Tuesday, May 14, 2013

Measles Outbreak in Wales

In November, cases of measles in Wales began increasing. Throughout April, the number of measles cases continued to rise and one man died. Last week the number of cases rose again, reaching 1,243 total across Wales.

Fifteen years ago, many parents chose not to vaccinate their children because Andrew Wakefield linked vaccines to autism in a 1998 report in the Lancet. His work has since been discredited and he was stripped of his medical license, however many children in this era were never vaccinated. Young people aged 10 to 18 have been the hardest hit by the measles outbreak in Wales because they missed this key vaccine as infants.

Health officials are now concerned about the area of Gwent in Wales, where 84 measles cases have been reported since November. There are about 10,000 people aged 10 to 18 in Gwent that aren’t vaccinated for measles, mumps and rubella (MMR).

“It should be remembered that in 2011, we only saw 19 measles cases in the whole of Wales for the whole year,” Dr.
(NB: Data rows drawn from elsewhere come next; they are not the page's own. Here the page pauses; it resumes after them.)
PR #1622, opened 2026-08-28
feat(storage): Default `Regolith` and shed every other backend

vertexclique:
Replaces every storage backend with [regolith](https://github.com/sourcenetwork/regolith) 0.1.2.

## What changed

**One engine.** `lark`, `redb`, `fjall`, `rocksdb`, `leveldb` and the separate in-memory store are gone, along with the feature flags that selected between them across eight crates. regolith is the store on server, embedded and browser; in-memory is the same engine on `MemEnv`, not a second implementation. The browser client moves to regolith on OPFS.

**The shadow concurrency control is gone.** `backends/shared.rs` carried a second OCC implementation layered over backends that had none. regolith validates its own transactions, so it was deleted.

**Reads borrow instead of copying.** `Reader::get` and `KvPair::value` return `Bytes` over regolith's refcounted slices, so a read hands back a pointer rather than a copy.

**Concurrent appends to a branchable collection no longer conflict.** Two writers used to delete the same head key, which regolith refuses at every isolation level, so one append was lost instead of forming a sibling head. A writer now only writes keys naming its own block and the head set is derived on read. Modelled in `proofs/tla/HeadSet.tla` and `proofs/lean/HeadSet/Core.lean`, with a RED configuration for each defect.

## Numbers

Same corpus through the full node on both branches: 14 sessions, 3,440 messages, 1,870 actions, 11.9 MiB of payload.

| | main (lark) | this branch (regolith) | |
|---|---:|---:|---|
| store on disk | 143.3 MiB | **113.2 MiB** | 21% smaller |
| `defra` binary | 53.51 MB | **42.96 MB** | 20% smaller |
| open | 67 ms | **25 ms** | |
| seed the corpus | 23.82 s | 23.84 s | unchanged |

Query latency is a wash and **regolith is slower on four of six cases**: it wins the two heaviest queries (62.5 ms vs 65.4 and 66.9 ms - because of durability and consistency guarantees) and loses the lighter ones by 0.6-2.9 ms. One machine, one run, five samples per case; the light-case differences are small enough that they need repeated runs before anyone should trust the direction.

## Upstream

Five gaps found doing this were fixed in regolith 0.1.2 (sourcenetwork/regolith#185): a cursor bug that made `scan_stream` return rows the caller had seeked past, byte-identical concurrent writes reported as conflicts, `Options::memory()`, reverse iteration over a transaction with pending writes, and a streaming-scan benchmark.

## Known

The `#[ignore]`d `identical_delta` test is gone: 0.1.2 fixes it. Superseded head keys are reclaimed by a separate transaction amortised over 16 appends, so a branchable collection carries a small constant of stale keys rather than one per mutation.

binary-size
store-size
open-and-seed
query-latency-p95
query-latency-p50

peak-rss


crates/cli/src/config/types.rs
```diff
@@ -142,13 +142,23 @@ impl std::str::FromStr for KeyringBackend {
...
+    /// aliases, so a config file written by an older binary keeps
+    /// loading instead of failing to parse on a value that no longer
+    /// selects anything.
     #[default]
-    Lark,
-    RocksDb,
-    #[serde(alias = "badger")]
-    Redb,
+    #[serde(
+        alias = "regolith",
```
iverc: do we still need other backends here?

crates/cli/src/config/types.rs
```diff
@@ -247,11 +254,12 @@ impl std::str::FromStr for DatastoreType {
 
     fn from_str(s: &str) -> std::result::Result<Self, Self::Err> {
         match s.to_lowercase().as_str() {
-            "lark" => Ok(DatastoreType::Lark),
-            "redb" | "badger" => Ok(DatastoreType::Redb),
+            // The old backend names all resolve to regolith rather than
+            // failing, so an existing config file keeps starting.
+            "regolith" | "lark" | "redb" | "badger" | "fjall" | "rocksdb" => {
```
iverc: same here

crates/cli/tests/config_types_tests.rs
```diff
@@ -98,23 +98,23 @@ fn test_log_output_display_roundtrip() {
...
         "redb".parse::<DatastoreType>().unwrap(),
-        DatastoreType::Redb
+        DatastoreType::Regolith
     );
     assert_eq!(
         "memory".parse::<DatastoreType>().unwrap(),
         DatastoreType::Memory
     );
     assert_eq!(
         "rocksdb".parse::<DatastoreType>().unwrap(),
```
iverc: same here

.github/workflows/release.yml
edjroz: The rename to unsuffixed artifacts missed the docker job's two consumers. The build job now uploads `defra-${{ matrix.platform }}` (line 97), but these download steps still ask for the old -full-suffixed names:

341:  name: defra-full-linux_amd64
346:  name: defra-full-linux_arm64

`download-artifact@v4 `fails on a missing exact name → the docker job fails → the release gate needs.docker.result == 'success' (line 373) blocks → a tag push produces no GitHub Release and no image. PR CI can't surface this because `release.yml` only triggers on v* tags, so the green checks here don't cover it.

crates/blockstore/src/lib.rs
```diff
@@ -205,7 +205,7 @@ impl<S: Store + 'static> Blockstore for DefraBlockstore<S> {
 
         // Populate cache on miss, convert Vec<u8> → Bytes
         if let Some(data) = result {
-            let bytes = Bytes::from(data);
+            let bytes = data;
             self.cache.lock().put(*cid, bytes.clone());
```
edjroz: This caches the borrowed `Bytes` from the zero-copy read, `Reader::get returns Bytes::from_owner(DbSlice)`, a refcount on the engine memory the value lives in: a 16 KiB SSTable block, or a whole memtable arena. 

Regolith's own docs warn a held slice "keeps that block resident even after the block cache evicts it… expensive to hold forever; call to_vec if the value must outlive the read." 

The LRU is capped at 1M entries (line 65), so the refcount so the 16Kib page can't be freed, which will keep rising until the LRU has 1M entries 100k entries grab ~1.6GiB.

we likely have to limit the cache size, or add some policies to handle it or this can get out of control.

crates/storage/src/backends/regolith/iterator.rs
```diff
@@ -0,0 +1,425 @@
...
+        });
+        let reverse_end = reverse_end.map(|end| match (end, self.end.as_ref()) {
+            // A seek past the range's end is clamped back into it.
+            (Some(end), Some(limit)) if end > *limit => Some(limit.clone()),
+            (end, _) => end,
+        });
+        let from = match &anchor {
+            Anchor::RangeStart => self.start.as_deref(),
+            Anchor::At(key) | Anchor::After(key) => Some(key.as_slice()),
+        };
```
edjroz: This lower bound needs the same start clamp the read-only arm gets from `floor()` (line 157): here the raw seek key goes straight into the scan, so a forward seek below start in a writing txn returns keys outside the iterator's bounds.

crates/storage/src/backends/regolith/store.rs
```diff
@@ -0,0 +1,265 @@
...
+        if self.inner.closed.swap(true, Ordering::AcqRel) {
+            return Ok(());
+        }
+        self.await_quiescence().await?;
+        self.inner
+            .db
+            .db()
+            .close()
+            .map_err(|error| Error::Backend(format!("failed to close regolith: {error}")))
+    }
```
edjroz, line 256: `close()` does not call `persist()`, which is what writes the database back to OPFS in mirror mode. We could call `self.persist().await?`to mitigate this.

edjroz (changes requested):
This is looking super solid.

I'm requesting changes focusing on the LRU item since it can lead to items not being freed from memory.

iverc (approved):

PR #1628, opened 2026-08-31
refactor(db): share auto-commit transaction lifecycle

### LINKED ISSUE #653: Extract shared transaction ceremony from auto_commit_mutator
## Summary

Transaction setup in `auto_commit_mutator/` is copy-pasted 30+ times across `create.rs`, `update.rs`, `delete.rs`, `delete_many.rs`, and `batch.rs`. Each file is 150-225 lines of near-identical ceremony with only the actual mutation logic varying.

## Details

The repeated ceremony follows this exact pattern in every file:

1. `get_collection_or_err()`
2. `new_txn(false)` → `map_err`
3. `txn.datastore()` → `map_err`
4. `IndexManager::from_collection()` → `map_err`
5. Actual mutation (the only part that varies)
6. `txn.blockstore()` → `map_err`
7. `txn.headstore()` → `map_err`
8. `write_document_blocks()` / `write_delete_block()`
9. `write_collection_block()` (if branchable)
10. `txn.commit()` → `map_err`
11. `emit_update_events()`
12. Error path: `txn.discard()`

Files have already drifted slightly — `create.rs` has embedding generation, `delete.rs` doesn't. This divergence will worsen over time.

## Expected Behavior

Each mutation operation should be a short closure (~10 lines) that only contains the varying logic. The transaction lifecycle ceremony should be defined once.

## Suspected Cause

LLM-generated code tends to duplicate patterns file-by-file rather than abstracting them. Higher-order async functions in Rust are harder to write than in Go (closure must be `Send`, future must be `Pin<Box<...>>`), so the LLM took the path of least resistance.

## Acceptance Criteria

- [ ] Extract a shared `with_mutation_txn()` (or similar) higher-order async function
- [ ] `create.rs`, `update.rs`, `delete.rs`, `delete_many.rs` each reduced to ~20-30 lines of mutation-specific logic
- [ ] All integration tests still pass (`cargo test -p integration-test`)
- [ ] No behavior change — same error messages, same commit/discard semantics

## Files

- `crates/db/src/auto_commit_mutator/create.rs`
- `crates/db/src/auto_commit_mutator/update.rs`
- `crates/db/src/auto_commit_mutator/delete.rs`
- `crates/db/src/auto_commit_mutator/delete_many.rs`
- `crates/db/src/auto_commit_mutator/batch.rs`
- `crates/db/src/auto_commit_mutator/helpers.rs`

iverc:
## Context

Single-document create, update, and delete repeated the same auto-commit transaction setup and commit/discard handling. Keeping those paths separate made lifecycle fixes easy to apply inconsistently.

## Changes

- centralize implicit mutation transaction creation and commit/discard finalization
- route create, update, and delete pre-commit failures through the shared lifecycle
- preserve operation-specific errors, no-op delete commits, ACP registration, and post-commit event timing
- reuse the transaction setup helper for existing multi-document entry points without changing their commit models

## Testing

- [x] `cargo test -p db --test write`
- [x] `cargo check -p db --target wasm32-unknown-unknown --no-default-features`

Closes #653

### DIFF
--- a/crates/db/src/write/autocommit/create.rs
+++ b/crates/db/src/write/autocommit/create.rs
@@ -44,9 +44,7 @@ impl<S: Store + 'static> AutoCommitMutator<S> {
         // No per-doc write guard for creates: the DocID is derived from the
         // genesis block inside the txn, so no identity exists to guard yet.
         // The DocID-mapping duplicate check is the gate.
-        let txn = self.db.new_txn(false).await.map_err(|e| {
-            query::error::QueryError::execution(format!("failed to create txn: {}", e))
-        })?;
+        let txn = self.new_mutation_txn().await?;
 
         // Acquire store views up front (dropped before commit); the mutation
         // itself runs in an async block so errors fall through to the discard.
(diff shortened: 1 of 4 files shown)


vertexclique:
Can we use existing transaction mechanism now regolith exposed @iverc ?

vertexclique (approved):

PR #1630, opened 2026-09-01
fix(db): simplify parent marker check

iverc:
## Context

The current stable clippy flags the manual optional-parent predicate in block head traversal. The equivalent standard-library helper keeps the intent direct and prevents the lint from blocking otherwise unrelated branches.

## Changes

- replace the negated `is_some_and` parent check with `Option::is_none_or`
- preserve the existing missing-marker and mismatched-parent behavior

## Testing

- [x] `cargo clippy --profile super-dev -p db --all-targets -- -D warnings`


mike7c2 (approved):
Unexpected De Morgan Theorum!

LGTM

edjroz (approved):

PR #61, opened 2018-07-26
Send signup statistics from yesterday not today

emileswarts:
Based on the current functionality, we only send statistics from the day
before, not today.

Fix date comparison functionality to compare against date only, not
time.


kjdchapman:
LGTM!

Marion Lyons, the director of health protection for Public Health Wales states. “The 84 cases in Gwent are a huge concern to us and with 10,000 children still in need of vaccination, we are warning young people and parents not to be complacent just because they don’t live in the outbreak area.”

Since the outbreak began, more than 43,000 non-routine MMR vaccines have been given, reducing the number of unvaccinated children by 46%. However, 38,000 children in Wales remain unvaccinated, prompting concern among health officials about future outbreaks. Health officials have also estimated there are two million school children total in Britain who didn’t receive the vaccine when they were infants. A campaign was conducted earlier in the year to vaccinate one million of these children.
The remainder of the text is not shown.